Issue #4728, opened 2022-06-21
CKEditor: inject cke bundle on  demand


ashklianko:
CKE script is used to be put into the main.html `<head>` and executed immediately after it is loaded, however at that moment it is missing `CKEDITOR_BASEPATH` global variable that was used to be also set there before loading cke script. After adding [CSP ](https://developer.mozilla.org/en-US/docs/Web/HTTP/CSP) we had to remove that global var from head and implement a workaround with wrapping cke source script with global function that might be called on demand. Thus in main.ts we set `CKEDITOR_BASEPATH` and call that wrapper function that is responsible for a cke initialization.

-Implement fix to load CKE in a deferred manner without wrapping it
-Cleanup build's assets/lib from redundant files and folders and make it compile in a single bundle file if possible

PR #4773, opened 2022-06-29
CKEditor: inject cke bundle on demand #4728

ashklianko:


modules/app/src/main/resources/admin/tools/main/main.html
```diff
@@ -33,7 +33,8 @@
     <link rel="stylesheet" type="text/css" href="{{assetsUri}}/admin/common/styles/lib.css">
     <link rel="stylesheet" type="text/css" href="{{assetsUri}}/styles/contentlib.css">
     <script type="text/javascript" src="{{assetsUri}}/admin/common/js/lib.js"></script>
-    <script type="text/javascript" src="{{assetsUri}}/lib/vendors.js"></script>
+    <script type="text/javascript" src="{{assetsUri}}/lib/ckepath.js" data-asset-url="{{assetsUri}}"></script>
+    <script type="text/javascript" src="{{assetsUri}}/lib/ckeditor/ckeditor.js"></script>
```
alansemenov, line 37: Can't we import './ckeditor/ckeditor' inside `ckepath.js`, let Webpack bundle them together and avoid having to add two references to cke assets in all of our html templates?

ashklianko: Will check

ashklianko: The idea in general is that CKEDITOR_BASEPATH to be set before invoking ckeditor.js that requires this var to be already set,  however we can't put import of ckeditor.js on the first line in the ckepath.js - that will be the same problem when this required var won't be set when ckeditor.js will be executed. So we need to keep it in a separate modules and make ckepath.js always come before ckeditor.js to guarantee CKEDITOR_BASEPATH is set

Issue #4575, opened 2022-05-19
User Access widget - extra user count is not updated after expanding the widget


sgauruseu:
1. Select a folder and open Details Panel.
2. Drag the splitter and expand User Access widget.

BUG - the extra user count should be updated after expanding the widget.
Hide then show details panel , the number gets correct

![image](https://user-images.githubusercontent.com/3728712/169224489-d3dee0c7-e5da-47d8-b712-0a85f6dcc25b.png)

https://user-images.githubusercontent.com/3728712/169224137-87447c96-a75f-4ffc-bdb3-e18b6d78aa0c.mp4

PR #4789, opened 2022-07-01
Fixed user count update on widget resize (#4575)

reisfmb:


ashklianko (changes requested):
If we use ResizeObserver then we don't need `DockedContextPanelResizeEvent` and any changes in the DockedContextPanel at all - just put a resize observer (that will trigger resizeListener) inside of the  `doLayout` in the `UserAccessListItemView`

PR #4792, opened 2022-07-04
Fixed user count update on widget resize

alansemenov:


modules/lib/src/main/resources/assets/js/app/security/UserAccessListItemView.ts
```diff
@@ -44,7 +44,9 @@ export class UserAccessListItemView
 
             this.resizeListener = this.setExtraCount.bind(this);
             ResponsiveManager.onAvailableSizeChanged(this, this.resizeListener);
```
ashklianko: Seems we also don't need this and overridden `remove()` method :)
Responsive manager is also adding some classes describing size (in addition to reacting to size change), but they are not used in styling, thus we can remove it

ashklianko (changes requested):

reisfmb:
Closed and reopened PR since build step was stuck:

build: _Expected — Waiting for status to be reported_

ashklianko (approved):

▸ **WHAT THE TASK ASKS**: Reproduce only the lines between the line containing "Responsive manager is" and the last line of the records, those two lines included, exactly.

▸ **SOLUTION**:
Responsive manager is also adding some classes describing size (in addition to reacting to size change), but they are not used in styling, thus we can remove it

ashklianko (changes requested):

reisfmb:
Closed and reopened PR since build step was stuck:

build: _Expected — Waiting for status to be reported_

ashklianko (approved):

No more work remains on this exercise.